Standard&Poor's (S&P) changed Hungary's rating to "BBB-" with a stable outlook, keeping it in the category recommended for investment due to the dangerous international environment and the sanctioned inflation. The credit rating agency expects that Hungary will avoid an economic downturn and that the obstacles to access to EU funds will be removed this year, the Ministry of Finance announced.
Currently, all three major credit rating agencies recommend Hungary for investment, and they rank our country two grades higher than 10 years ago, reminds the PM.
On Friday night, S&P Global Ratings announced that it had downgraded it by one grade, from the previous "BBB/A-2" to "BBB minus/A-3", which remains an investment recommendation, due to the long and classification of short-term Hungarian public debt obligations. The decision was primarily justified by sanctioned inflation, the unpredictable international economic environment and the delay of EU funds by the European Commission for political reasons.
The other two global credit rating agencies also register the Hungarian grade in the investment category, one step higher than S&P's new classification.

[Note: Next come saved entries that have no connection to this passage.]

PR #5558, opened 2026-08-03
Fix link to "If your service is not on GOV.UK" on typeface page

romaricpascal:
Slug in the URL's hash was not the right one.


calvin-lau-sig7 (approved):
Thank you!

PR #5572, opened 2026-08-06
Fix heading level of "Use `slots`..." section

romaricpascal:
It reads more as a subsection of "How it works" rather than at the same level, so shifted its heading level down one level, as well as those of the two sub sections that followed.


NickColley (approved):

At the same time as the amendment announced in London on Friday night, S&P Global Ratings improved the outlook for the Hungarian sovereign rating from negative to stable. Among the factors supporting the stable outlook, the company highlighted that, according to its expectation, the Hungarian economy will avoid a significant downturn in the next two years and will survive the indirect effects of the Russian-Ukrainian war.
The credit rating agency also expects that the Hungarian government will gradually reduce the public budget deficit in the next few years, and that Russian natural gas deliveries will generally continue without interruption.
Among the reasons for downgrading the grade, however, the company highlighted that Hungary suffered a series of economic shocks due to the coronavirus epidemic and the Russian-Ukrainian war, and that these shocks weakened the flexibility of the budget and monetary policy.
The experts of the credit rating agency believe that Hungary can successfully fulfill the milestones agreed in the agreement with the Commission, so this year it will be able to access the resources due to it. They highlight the government's commitment to deficit reduction, adding that this could be challenging due to energy prices.
Regarding growth, they believe that Hungary will avoid a recession this year, the credit rating agency expects GDP growth of 0.3 percent in 2023, and then an expansion of over 3 percent in 2024. As they write: growth can be supported, among other things, by the strong labor market, consistently high employment and strong wage growth dynamics.
Speaking of inflation, the rating agency emphasizes that, as in other parts of Europe, most of the increase can be attributed to higher food and energy prices. Analysts also positively mention the ability to finance public debt from domestic and international markets, and see the banking system that is resilient even in a deteriorating environment as favorable.
"Hungary was continuously downgraded starting in 2006 as a result of the economic failure of the left-wing government. As a result of the successful economic policy of the civilian government, several upgrades have taken place since 2016/2017. Currently, all three major credit rating agencies rank our country two grades higher than at the beginning of the last decade. This means that Hungary is still recommended for investment by credit rating agencies," the Ministry of Finance points out in its statement.